TASK MATERIAL START

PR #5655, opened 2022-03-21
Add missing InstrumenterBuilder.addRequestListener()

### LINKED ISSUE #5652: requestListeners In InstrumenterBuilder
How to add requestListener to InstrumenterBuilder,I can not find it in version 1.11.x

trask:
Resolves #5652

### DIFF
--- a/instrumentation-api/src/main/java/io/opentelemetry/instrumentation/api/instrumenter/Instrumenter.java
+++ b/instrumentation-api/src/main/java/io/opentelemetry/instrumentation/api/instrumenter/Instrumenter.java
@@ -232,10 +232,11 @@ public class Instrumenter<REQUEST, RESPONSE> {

TASK MATERIAL END
TASK MATERIAL START

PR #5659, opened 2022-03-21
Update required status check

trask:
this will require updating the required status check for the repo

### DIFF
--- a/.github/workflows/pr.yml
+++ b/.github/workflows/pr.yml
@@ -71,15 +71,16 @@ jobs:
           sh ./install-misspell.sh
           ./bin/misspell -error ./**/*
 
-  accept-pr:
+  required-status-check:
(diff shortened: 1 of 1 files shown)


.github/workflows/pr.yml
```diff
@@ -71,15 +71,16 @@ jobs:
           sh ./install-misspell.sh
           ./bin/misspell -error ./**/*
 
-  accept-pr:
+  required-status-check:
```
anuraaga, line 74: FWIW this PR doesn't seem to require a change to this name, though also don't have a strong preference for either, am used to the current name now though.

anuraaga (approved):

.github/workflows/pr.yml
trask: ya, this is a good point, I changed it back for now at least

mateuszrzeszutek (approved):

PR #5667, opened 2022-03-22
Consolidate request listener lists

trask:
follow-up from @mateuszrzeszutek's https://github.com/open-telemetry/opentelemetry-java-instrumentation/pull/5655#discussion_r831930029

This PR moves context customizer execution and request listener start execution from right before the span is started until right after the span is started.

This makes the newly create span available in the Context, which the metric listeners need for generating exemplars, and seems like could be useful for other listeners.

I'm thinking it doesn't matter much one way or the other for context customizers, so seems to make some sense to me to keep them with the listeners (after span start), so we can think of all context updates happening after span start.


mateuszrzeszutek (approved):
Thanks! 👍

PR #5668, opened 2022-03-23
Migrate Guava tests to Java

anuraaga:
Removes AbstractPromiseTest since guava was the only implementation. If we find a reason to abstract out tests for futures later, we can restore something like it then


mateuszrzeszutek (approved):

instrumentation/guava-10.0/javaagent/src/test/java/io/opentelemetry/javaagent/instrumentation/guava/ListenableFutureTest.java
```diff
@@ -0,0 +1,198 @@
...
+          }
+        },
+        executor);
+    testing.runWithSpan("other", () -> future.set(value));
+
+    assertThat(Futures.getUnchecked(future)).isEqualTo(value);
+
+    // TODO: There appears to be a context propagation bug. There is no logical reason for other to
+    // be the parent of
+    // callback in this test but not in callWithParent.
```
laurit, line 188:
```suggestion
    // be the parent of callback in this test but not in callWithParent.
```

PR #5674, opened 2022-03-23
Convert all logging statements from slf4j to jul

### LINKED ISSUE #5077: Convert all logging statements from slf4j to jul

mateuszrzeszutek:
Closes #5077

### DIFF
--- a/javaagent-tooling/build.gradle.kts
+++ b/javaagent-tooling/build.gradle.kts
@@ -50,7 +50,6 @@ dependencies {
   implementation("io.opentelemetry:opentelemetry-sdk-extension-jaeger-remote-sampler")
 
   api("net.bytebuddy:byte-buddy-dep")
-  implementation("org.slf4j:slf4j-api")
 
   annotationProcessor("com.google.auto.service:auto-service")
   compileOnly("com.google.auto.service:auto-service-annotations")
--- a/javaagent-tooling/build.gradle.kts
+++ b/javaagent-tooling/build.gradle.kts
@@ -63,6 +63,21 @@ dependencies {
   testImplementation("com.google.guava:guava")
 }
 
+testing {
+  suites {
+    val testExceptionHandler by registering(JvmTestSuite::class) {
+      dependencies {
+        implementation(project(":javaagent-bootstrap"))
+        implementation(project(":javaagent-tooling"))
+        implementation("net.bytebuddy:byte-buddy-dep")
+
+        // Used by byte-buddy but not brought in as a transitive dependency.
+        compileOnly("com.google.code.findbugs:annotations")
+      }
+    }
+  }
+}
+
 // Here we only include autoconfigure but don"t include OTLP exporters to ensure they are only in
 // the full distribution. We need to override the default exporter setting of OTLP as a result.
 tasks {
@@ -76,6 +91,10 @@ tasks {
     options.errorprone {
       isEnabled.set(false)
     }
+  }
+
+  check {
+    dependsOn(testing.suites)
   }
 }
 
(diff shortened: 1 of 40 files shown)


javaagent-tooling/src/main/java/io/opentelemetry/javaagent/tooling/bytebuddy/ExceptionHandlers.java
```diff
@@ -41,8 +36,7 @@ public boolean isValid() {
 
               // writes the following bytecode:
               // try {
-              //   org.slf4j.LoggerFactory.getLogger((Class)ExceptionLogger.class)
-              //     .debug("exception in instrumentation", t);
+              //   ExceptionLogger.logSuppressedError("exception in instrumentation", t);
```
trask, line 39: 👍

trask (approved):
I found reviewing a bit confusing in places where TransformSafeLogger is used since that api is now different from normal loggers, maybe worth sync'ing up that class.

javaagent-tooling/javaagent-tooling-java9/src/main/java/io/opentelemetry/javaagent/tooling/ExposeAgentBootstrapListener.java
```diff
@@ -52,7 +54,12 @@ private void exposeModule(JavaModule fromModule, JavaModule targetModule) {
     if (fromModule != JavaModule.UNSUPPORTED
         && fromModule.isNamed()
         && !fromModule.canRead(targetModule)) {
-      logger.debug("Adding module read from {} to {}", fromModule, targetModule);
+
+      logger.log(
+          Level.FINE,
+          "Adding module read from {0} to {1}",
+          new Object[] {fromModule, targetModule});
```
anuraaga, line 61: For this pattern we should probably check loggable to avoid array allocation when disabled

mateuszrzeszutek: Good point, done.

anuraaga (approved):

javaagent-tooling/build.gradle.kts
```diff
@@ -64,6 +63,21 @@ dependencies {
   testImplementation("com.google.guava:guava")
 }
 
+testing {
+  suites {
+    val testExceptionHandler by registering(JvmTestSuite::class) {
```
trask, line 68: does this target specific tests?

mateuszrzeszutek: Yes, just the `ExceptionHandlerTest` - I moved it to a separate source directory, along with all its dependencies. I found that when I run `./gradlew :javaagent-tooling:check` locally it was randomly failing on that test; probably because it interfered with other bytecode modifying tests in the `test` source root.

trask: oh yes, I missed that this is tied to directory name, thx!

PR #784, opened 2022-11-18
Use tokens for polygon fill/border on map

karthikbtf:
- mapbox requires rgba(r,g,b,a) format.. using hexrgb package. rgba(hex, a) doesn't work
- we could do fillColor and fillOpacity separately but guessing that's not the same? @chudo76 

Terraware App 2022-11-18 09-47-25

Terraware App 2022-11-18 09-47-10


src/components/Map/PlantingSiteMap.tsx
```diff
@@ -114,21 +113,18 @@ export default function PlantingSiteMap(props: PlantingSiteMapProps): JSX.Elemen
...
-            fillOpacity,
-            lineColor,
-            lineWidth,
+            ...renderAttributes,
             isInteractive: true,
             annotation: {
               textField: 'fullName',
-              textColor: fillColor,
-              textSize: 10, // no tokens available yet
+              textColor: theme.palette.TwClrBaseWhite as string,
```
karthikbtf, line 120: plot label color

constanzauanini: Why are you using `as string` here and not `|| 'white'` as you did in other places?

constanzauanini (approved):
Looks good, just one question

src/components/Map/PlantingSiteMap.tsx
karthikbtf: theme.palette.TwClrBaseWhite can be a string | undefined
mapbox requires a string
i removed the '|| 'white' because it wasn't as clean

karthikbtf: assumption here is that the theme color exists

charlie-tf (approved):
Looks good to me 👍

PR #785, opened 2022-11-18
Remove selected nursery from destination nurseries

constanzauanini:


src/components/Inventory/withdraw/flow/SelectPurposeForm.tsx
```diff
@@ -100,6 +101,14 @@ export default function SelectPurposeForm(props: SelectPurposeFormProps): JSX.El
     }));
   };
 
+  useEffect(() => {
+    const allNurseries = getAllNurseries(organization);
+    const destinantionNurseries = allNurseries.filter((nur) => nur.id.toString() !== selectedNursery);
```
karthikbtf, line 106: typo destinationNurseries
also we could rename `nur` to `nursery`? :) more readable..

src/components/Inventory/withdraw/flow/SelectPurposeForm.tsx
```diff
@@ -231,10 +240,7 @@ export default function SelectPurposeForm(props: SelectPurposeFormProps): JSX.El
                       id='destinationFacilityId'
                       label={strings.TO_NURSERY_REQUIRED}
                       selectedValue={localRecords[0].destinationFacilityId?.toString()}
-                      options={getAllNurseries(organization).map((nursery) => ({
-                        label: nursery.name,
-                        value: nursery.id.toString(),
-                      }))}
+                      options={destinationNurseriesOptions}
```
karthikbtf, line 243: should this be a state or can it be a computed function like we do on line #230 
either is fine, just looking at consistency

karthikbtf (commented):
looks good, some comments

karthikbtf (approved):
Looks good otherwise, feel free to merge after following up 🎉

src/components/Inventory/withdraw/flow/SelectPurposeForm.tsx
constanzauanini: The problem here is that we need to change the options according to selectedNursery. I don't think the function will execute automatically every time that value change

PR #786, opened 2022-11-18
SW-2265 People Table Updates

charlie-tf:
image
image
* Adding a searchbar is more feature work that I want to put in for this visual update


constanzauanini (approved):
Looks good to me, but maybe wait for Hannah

TASK MATERIAL END

Only the lines above starting with the one with "PR #5655, opened 2022-03-21" and going through the one with "-232,10 +232,11 @@" are to be copied, word for word and with both ends kept.

PR #5655, opened 2022-03-21
Add missing InstrumenterBuilder.addRequestListener()

### LINKED ISSUE #5652: requestListeners In InstrumenterBuilder
How to add requestListener to InstrumenterBuilder,I can not find it in version 1.11.x

trask:
Resolves #5652

### DIFF
--- a/instrumentation-api/src/main/java/io/opentelemetry/instrumentation/api/instrumenter/Instrumenter.java
+++ b/instrumentation-api/src/main/java/io/opentelemetry/instrumentation/api/instrumenter/Instrumenter.java
@@ -232,10 +232,11 @@ public class Instrumenter<REQUEST, RESPONSE> {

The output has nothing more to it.